2) Prices are rising more slowly
The Medicare actuaries think that insurance plans are becoming better at bargaining with hospitals, holding down the prices that they pay for various medical services.
"We're expecting the negotiation of payment rates to be stronger than it was in the 1990s," Keehan says.
Recent data already provides some evidence on this theory. This chart from the Bureau of Economic Analysis shows health care prices rising at some of the slowest rates in decades, a trend that seems to have started in the late 1990s and early 2000s but moved especially quickly in recent years.
This seems to be especially true in prescription drugs, where double-digit price growth was pretty much the norm in the late 1990s. Going forward, even with some really expensive drugs hitting the market, Medicare actuaries expect prescription drug prices to rise much more slowly.
If the price of health care rises more slowly — each MRI scan becoming just a little more expensive each year, rather than a lot — that contributes to overall slower growth in health spending.
3) Medicare beneficiaries are going to the doctor less
This was a really interesting data point from a report released last month: Medicare is spending significantly less per person than it did two years ago.
The Medicare Trustees' Report projects that by 2015 the program will spend less per person on hospital care than it did in 2008. This doesn't happen much in health care: not just slower growth, but the actual dollar amount spent on a given type of care dropping.
These figures only represent the hospital insurance part of Medicare (this is Medicare Part A). The government insurance program has separate programs for doctor visits (Medicare Part B) and prescription drug coverage (Medicare Part D).

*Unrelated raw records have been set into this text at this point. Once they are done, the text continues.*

PR #5842, opened 2023-01-05
conduit::Handler: Expect `axum::Response` return values

Turbo87:
Instead of using `http::Response<Bytes>` we can use `axum::Response` to bring us closer to being able to return `axum` responses from the crates.io request handlers.

### DIFF
--- a/conduit-axum/src/tests.rs
+++ b/conduit-axum/src/tests.rs
@@ -1,20 +1,24 @@
-use crate::{box_error, ConduitRequest, Handler, HandlerResult};
-use axum::body::Bytes;
+use crate::{ConduitRequest, Handler, HandlerResult};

But even when you look at the overall picture, it generally looks pretty good: per-person Medicare spending has grown by an average of 0.8 percent since 2009. That's a lot slower than the rest of the economy, which has grown at an average 3.1 percent rate. Between 2012 and 2013, it was even slower: Medicare's per person costs stayed exactly the same.
4) Lots of baby boomers are aging onto Medicare
Medicare is growing quickly — in a way that can be good for health care spending. The public program is the largest insurer in the country, covering 49 million seniors. Its large size gives it more clout to negotiate with hospitals and doctors. Medicare typically gets lower prices from health care providers.
There are millions of baby boomers who will age onto Medicare in the coming decade — and they'll all gain access to these lower prices, too. A knee replacement that Medicare pays for is typically less expensive than one a private insurer buys, and that can be part of the slower health cost growth story.
There is a caveat to this theory: at the same time that those with private insurance age onto Medicare, there are also of millions of uninsured baby boomers entering the public program. These people would presumably see a rise in their costs, as those without insurance typically use fewer health care services.
5) Out-of-pocket costs in private insurance are rising
Health insurance plans have asked patients to foot a growing chunk of their bill. Consumers with health insurance spend more on their medical care than they used to. Deductibles keep going up; there are more enrollees in high-deductible plans than ever before.
Previous research shows that when patients have to pay more for health care, they use less of it. Whether this is a good thing is a persistent health care debate; advocates worry that patients will skip needed care when they are asked to pay more. Either way, this trend in the health care system is likely to persist in the coming decade, and be part of the story of the new era of slower growth.